→ **The problem**: Copy out each line of the data that includes the string "also".
^^^^
PR #8312, opened 2023-07-18
refactor(tainting): Add a proper constructor for `this'

IagoAbal:
We were representing `this` as a special argument with name "this" at position -1...

test plan:
make test

PR checklist:

### DIFF
--- a/src/tainting/Taint.ml
+++ b/src/tainting/Taint.ml
@@ -108,16 +108,26 @@ let rec _show_call_trace show_thing = function
 (* Signatures *)
 (*****************************************************************************)
 
-type arg_pos = string * int [@@deriving show, compare]
-type arg = { pos : arg_pos; offset : IL.name list } [@@deriving show]
+type arg_pos = { name : string; index : int } [@@deriving show, compare]
+type arg_base = Bthis | Barg of arg_pos [@@deriving show, compare]
+type arg = { base : arg_base; offset : IL.name list } [@@deriving show]
 
-let _show_arg { pos = s, i; offset = os } =
+let _show_pos { name = s; index = i } = Printf.sprintf "arg(%s@%d)" s i
+
+let _show_base base =
+  match base with
+  | Bthis -> "this"
+  | Barg pos -> _show_pos pos
+
+let _show_arg { base; offset = os } =
+  _show_base base
+  ^
   if os <> [] then
     let os_str =
       os |> Common.map (fun n -> fst n.IL.ident) |> String.concat "."
     in
-    Printf.sprintf "arg(%s)#%d.%s" s i os_str
-  else Printf.sprintf "arg(%s)#%d" s i
+    "." ^ os_str
+  else ""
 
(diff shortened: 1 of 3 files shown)


src/tainting/Taint.mli
```diff
@@ -16,8 +16,9 @@ type 'a call_trace =
 type sink = { pm : Pattern_match.t; rule_sink : Rule.taint_sink }
 [@@deriving show]
 
-type arg_pos = string * int [@@deriving show]
-type arg = { pos : arg_pos; offset : IL.name list } [@@deriving show]
+type arg_pos = { name : string; index : int } [@@deriving show]
+type arg_base = Bthis | Barg of arg_pos [@@deriving show]
+type arg = { base : arg_base; offset : IL.name list } [@@deriving show]
```
aryx, line 37: This would benefit from some comments and concrete example.
The whole module could also have a toplevel comment explaining the whole approach (and for example how this approach makes our tainting context-sensitive in Semgrep-pro because of our use of signatures).

aryx: For example I don't really understand what offset is here. An example would really help.

src/tainting/Taint.ml
```diff
@@ -108,16 +108,26 @@ let rec _show_call_trace show_thing = function
...
-type arg_pos = string * int [@@deriving show, compare]
-type arg = { pos : arg_pos; offset : IL.name list } [@@deriving show]
+type arg_pos = { name : string; index : int } [@@deriving show, compare]
+type arg_base = Bthis | Barg of arg_pos [@@deriving show, compare]
+type arg = { base : arg_base; offset : IL.name list } [@@deriving show]
 
-let _show_arg { pos = s, i; offset = os } =
+let _show_pos { name = s; index = i } = Printf.sprintf "arg(%s@%d)" s i
+
+let _show_base base =
```
aryx, line 117: why the _prefix? And why not use deriving show instead?

aryx (approved):

src/tainting/Taint.ml
IagoAbal: There is a `deriving show` that is useful to display a small amount of info, but usually it's too verbose, so the `_show` functions are better to everyday's debugging. Happy to change the prefix to something else if there is a good suggestion.

aryx: maybe debug_ then? You can also annotate the types and adjust what deriving show is doing by default if the default is too verbose for you.

src/tainting/Taint.mli
IagoAbal: Sure thing, I'll revisit the existing comments and add some more.

emjin (approved):
Why the prefix with `B`? Otherwise, nice, much better 😂

IagoAbal:
> Why the prefix with `B`? Otherwise, nice, much better 😂

There is another constructor named `Arg`, if I end up renaming it then I could remove the `B` prefix. It just stands for "base".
^^^^
→ **Exercise solution**:
The whole module could also have a toplevel comment explaining the whole approach (and for example how this approach makes our tainting context-sensitive in Semgrep-pro because of our use of signatures).
aryx: maybe debug_ then? You can also annotate the types and adjust what deriving show is doing by default if the default is too verbose for you.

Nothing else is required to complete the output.